Digital Transformation (DX) with AI

Green AI + Intumit

Green AI

Intumit continues to tackle Green AI to promote low-carbon business practices for brighter business sustainability by enabling cloud computing, reducing deep learning computational time while increasing output, and reducing inference cost and large carbon footprints for NLP models in efforts for environmental sustainability.

Taking Carbon Challenges

Intumit is working together with top academic researchers to seek methods to reduce training data, training time, and training models by improving the computational efficiency with many pretrained subnetworks of different sizes. 

To train a deep-learning model at a large scale requires about 626,000 pounds of carbon dioxide, which is equivalent to lifetime emissions of five cars. NLP aims to decipher and analyze human language, with applications like predictive text generation that are working under complex systems of neural networks. Studies show in some cases, part of that network can be repurposed for another, a subnetwork picked for one task could be repurposed for another, allowing powerful modules to use less computing power.
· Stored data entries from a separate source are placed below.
PR #373, opened 2019-03-09
Add AppArmor profile

l-n-s:
This PR adds a profile which can be used to harden yggdrasil setup with a Linux kernel security module [AppArmor](https://en.wikipedia.org/wiki/AppArmor).


neilalexander:
This looks fine to my untrained eyes. 

@Arceliar - happy with this contrib?

PR #382, opened 2019-03-13
Multicast fix

Arceliar:
Previously, if an interface remained up but an address was changed, then we would continue to keep the old listener open and advertise its old listen address. This fails if, for example, a node assigns new random link-local IPv6 addresses when switching wifi networks.

The change indexes listeners by the string representation of a `net.IPAddr`, which includes a `Zone` field with the interface name, instead of trying to index by interface name alone.

The catch is that, if you have more than one link-local address, then it may open and advertise more than one listener per interface, which could lead to duplicate connections. I'm not sure what the best way is to get around that... I figured I should commit what I have in case @neilalexander sees an obvious way to fix the multiple address issue (something like a `map[iface.Name]map[address]listener` maybe...).

### DIFF
--- a/src/yggdrasil/multicast.go
+++ b/src/yggdrasil/multicast.go
@@ -118,23 +118,13 @@ func (m *multicast) announce() {
 		panic(err)
 	}
 	for {
+		// Get the allowed interfaces and any matching link-local addresses
 		interfaces := m.interfaces()
-		// There might be interfaces that we configured listeners for but are no
-		// longer up - if that's the case then we should stop the listeners
-		for name, listener := range m.listeners {
-			if _, ok := interfaces[name]; !ok {
-				listener.stop <- true
-				delete(m.listeners, name)
-				m.core.log.Debugln("No longer multicasting on", name)
-			}
-		}
-		// Now that we have a list of valid interfaces from the operating system,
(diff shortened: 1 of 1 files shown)


src/yggdrasil/multicast.go
```diff
@@ -146,38 +136,55 @@ func (m *multicast) announce() {
...
-					continue
-				}
-				// Get the listener details and construct the multicast beacon
-				lladdr := listener.listener.Addr().String()
-				if a, err := net.ResolveTCPAddr("tcp6", lladdr); err == nil {
-					a.Zone = ""
-					destAddr.Zone = iface.Name
-					msg := []byte(a.String())
-					m.sock.WriteTo(msg, nil, destAddr)
+				addresses[ipAddr.String()] = ipAddr
```
Arceliar: I'm pretty sure that adding a `break` after this line would do the right thing in the case where there are multiple link-local addresses per link, *if* `iface.Addrs()` returns a slice that's sorted from oldest to newest. If not, then we could sort it ourselves, but weird things might happen if we add a new earlier address while keeping the old later one (listener closes, but connections don't, and then we could get a duplicate connection with the new listener).

neilalexander:
Superseded by #383.

PR #386, opened 2019-03-14
More docker support

yangm97:


neilalexander:
Please create PRs against the `develop` branch instead of `master`.

yangm97:
Done.

Arceliar:
Reopening so we can think about what to do here.

Compared to the file under `contrib/docker` (now under `contrib/docker/alpine`, this uses `-autoconf`, which means you get a different IP every time you start it, no clearnet peers, etc... I'm not sure how useful that is as the default docker file. But as I've said, I have almost 0 experience with docker, so I'm not the target audience for this.

yangm97:
@Arceliar the CMD is overridable. When you `docker run` without arguments, it will take the default CMD, but if the user mounts a config file and then adds -useconf... it will run from that instead.

yangm97:
I could add some concrete examples somewhere, maybe?

PR #395, opened 2019-03-24
Handle admin socket error cases better

### LINKED ISSUE #385: Invalid commands in yggdrasilctl return a generic error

As we seek forward on energy efficient technologies to control various amounts of data, parameters, and model factors; Intumit will continue to invest in innovation and technologies that will decarbonize future operations to meet carbon neutrality.

Reduce Carbon Footprint

Taking carbon challenges, Intumit is here to support our partners and enterprises to minimize environmental impact while maximizing benefits of sustainability by reducing carbon footprints. Such initiatives will take place to accelerate carbon reduction and removal opportunities, globally and domestically, especially for our partners in Japan and ASEAN territories.

By 2030, we believe cloud-enabled technologies and sustainable practices used in enterprises will grow in an aim towards carbon negative.

Intumit plans to publish a SmartBERT Green Edition in the second half of 2021 by reducing the complexity of neural networks’ computation time for carbon footprint reduction.